# How to get overtired puppy to settle? Hates his crate!



## kpanda01 (Feb 21, 2017)

Hello! We have a darling 9 week old pup that we brought home this weekend. He sleeps through the night like a charm in his crate by our bed, which is wonderful. We have two challenges I'm trying to work through. The problem is during the day... he screams and howls when crated or out of my sight for even a second. I had to leave him for about a half hour yesterday and again today, and he was still screaming when I came back. I have no choice but to leave him for a few hours tomorrow. I'm so afraid I'm traumatizing him and he'll never learn to take to his crate! 
The second trouble I'm experiencing is that I think he's gotten completely overtired and wired today. He usually naps a lot but has been awake for hours! He simply won't settle anywhere... not in my lap, certainly not in his crate, and he's getting a little wild  any suggestions for how to get him to settle down and take a much needed nap? 
Thanks in advance for any advice. I knew puppyhood would be a challenge, but I'm struggling a bit today!


----------



## Jackson2017 (Jul 4, 2017)

yes definitely days are tougher than others

Ours still only just likes his crate, he rarely goes in for his downtime at all 

We have tried everything to get I'm to like it more but I'm told some just never really like it, however he has got on with it re sleeping etc

We are to the point now we have to ignore when he gets wild and give him time out sessions

they always get tired eventually, its just tough


----------



## CharlieRich17 (Aug 8, 2017)

We have the same issue with our little of bundle of excitement! He'll sleep in the crate overnight but doesn't really like to go in their during the day. 

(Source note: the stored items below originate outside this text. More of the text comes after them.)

PR #122097, opened 2022-04-17
Update qiyimedia from 13.3.5 to 13.4.0

wjlmelody:

### DIFF
--- a/Casks/qiyimedia.rb
+++ b/Casks/qiyimedia.rb
@@ -9,8 +9,7 @@ cask "qiyimedia" do
   homepage "https://app.iqiyi.com/mac/player/index.html"
 
   livecheck do
-    url "https://app.iqiyi.com/mac/player/index.html"
-    regex(/最新版本：(\d+(?:\.\d+)+)/i)
+    skip "No latest version information available"
   end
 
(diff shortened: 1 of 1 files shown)


Casks/qiyimedia.rb
```diff
@@ -9,19 +9,15 @@
...
 
   depends_on macos: ">= :catalina"
 
   app "爱奇艺.app"
 
   zap trash: [
-    "~/Library/Application Scripts/com.iqiyi.player.QYWidget",
     "~/Library/Application Scripts/com.iqiyi.player",
-    "~/Library/Application Support/com.apple.sharedfilelist/com.apple.LSSharedFileList.ApplicationRecentDocuments/com.iqiyi.player.sfl*",
-    "~/Library/Containers/com.iqiyi.player.QYWidget",
```
bevanjkay, line 24: @wjlmelody Are you certain that these files should be removed from the zap? They may have just not been created yet on your machine - there's no harm in leaving files from older versions in the zap stanza.

wjlmelody: Under your suggestion, I realized that there may be a mistake in deleting these files. I have put these files back to the zap.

I've found that having the crate within a larger playpen helps for Albie. I pop him in the pen when he needs a time out. He whines for a little bit but will eventually settle there and it means that I can leave the room / house knowing that he is in a secure space. I leave the crate door open so that he has the option of going in if he wants to.


----------



## LuckyCockapoo (May 29, 2017)

I wouldn’t stress about him not going in the crate all the time to sleep, Lucky slept all over. The trick was to be always managing his environment and what he had access to. We have a lot of hard floors, so that helps, but I used an old duvet on the carpet as protection. I had a wire pen I could move around and leave him in, in the same room as me. So that’s how I controlled his space. 

My other thought process is that I think you need to manage their energy level for them. By energy level I mean how stimulated they are. I may be wrong in this but I think they are poor at doing that themselves, they get carried away easily and I suspect that this can easily create habits and patterns for them. 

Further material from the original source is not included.